Хорошо уживался в Финляндии около этого времени известный поэт Е. А. Баратынский. Страна суровой мечты и печального раздумья имела тонкую аналогию с господствовавшим его настроением и его печальной судьбой. В своих поэмах «Эдде» и «Пирах» — он воспел красивый гимн её природе. Для облегчения его положения, он был переведен в Гельсингфорс, где сдружился с адъютантами генерал-губернатора, H. В. Путятой и А. А. Мухановым, и был принят в оживленном доме гр. А. А. Закревского. «Не представлять впредь до повеления» к производству Баратынского, гласила строго резолюция Государя. Однако, прощение было испрошено, и поэт, по выражению партизана Давыдова, сиял, «как медный грош». Баратынский навсегда сохранил признательность к своему благодетелю Закревскому и расположение к Финляндии: «Приезжай, милый Путята, поговорим еще о Финляндии, где я пережил все, что было живого в моем сердце». «Как я живо помню Гельсингфорсскую жизнь. Поверишь ли, что я бы с большим удовольствием теперь навестил ее? В этой стране я нашел много добрых людей, этот край был пестуном моей поэзии. Лучшая мечта моей поэтической гордости состояла бы в том, чтобы в память мою посещали Финляндию будущие поэты». «Прощай, свобода, прощай, поэзия! — писал Баратынский, покидая Финляндию. — Прощай, отчизна непогоды, угрюмая страна, где солнце пасмурно сияет, где сосен вечный шум и моря рев — и все питает безумье мрачных дум».

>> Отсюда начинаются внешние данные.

PR #839, opened 2023-02-01
Fix validation of attributes of type TranslatedText

fakeheal:
Applying additional validation rules (specified when adding/updating an attribute) to attributes of type `TranslatedText` is wrong. It is applying the rule to the field that is [a collection of items](https://github.com/lunarphp/lunar/blob/main/packages/core/src/FieldTypes/TranslatedText.php#L59). So if the rule `string` was added to the attribute it would validate the collection/array of items against it and **always** fail.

Поездка молодого Я. К. Грота летом 1837 г. на Иматру и в Гельсингфорс возбудила в нем живой интерес к своеобразному краю. На следующий год он повторяет свой поездку и знакомится с Рунебергом в Борго. В 1839 г. он вновь в Гельсингфорсе и занят уже поисками материала для изучения финского эпоса «Калевала». Поэт В. А. Жуковский рекомендует Грота гр. Р. И. Ребиндеру, и тот берет его, в 1840 г., чиновником особых поручений. В дни университетского юбилея Грот принимает уже деятельное участие в сближении финляндцев с русскими, пишет статьи о Финляндии в «Современнике», печатает часть перевода Тегнеревой поэмы «Фритиофс-сага».
Я. К. Грот переселился в Гельсингфорс. Настал медовый месяц его финляндской жизни. В 1840 г. Плетнев проводит у него лето в Гельсингфорсе. В его дружеской переписке с П. А. Плетневым читаем: «Мне все представляется прелестным только в одной Финляндии». «Надобно отдать финнам справедливость, что они прямодушны и честны». «Я желал бы остаться навсегда в Финляндии». «К счастью, в них есть столько прекрасного, благородного, что применение (к их жизни) для меня вовсе не тягостно. Дружелюбие, которое мне везде оказывают, не может не трогать меня, и чем более я узнаю финнов и Финляндию, тем более ценю их. Если я найду с их стороны взаимность, то могу быть вполне доволен». «Летом ты проводишь счастливую жизнь, — отвечает ему петербуржец. — Что может быть приятнее и полезнее переездов по стране, в которой красота природы в гармонии с чистотой нравов жителей и их образованностью? В прежнее время Швейцария представляла что-то подобное. Теперь и там ужасы революции затмили прелести картин природы. Да, я готов думать, что для моей или твоей души только и осталось в Старом Свете одна страна, где мы найдем счастье по нашему понятию, — это Финляндия. Если бы я мог владеть двумя господствующими в ней языками, я не усомнился бы усвоить ее себе, как отечество»... «Поклонов тысячу всем моим родным финляндцам, — значится в конце письма П. А. Плетнева. — Скажите всем им, что никогда не перестану я гордиться их дружеством и везде буду говорить, что я понял прямое счастье только в Гельсингфорсе, почему и старик Клинковстрём иначе не зовет меня, как наш добрый финляндец». «Тайный советник Гартман не ошибся, что я люблю Финляндию от чистого сердца». «Пошли доброй Финляндии гения-хранителя». Подобными сердечными излияниями полны письма Грота и Плетнева.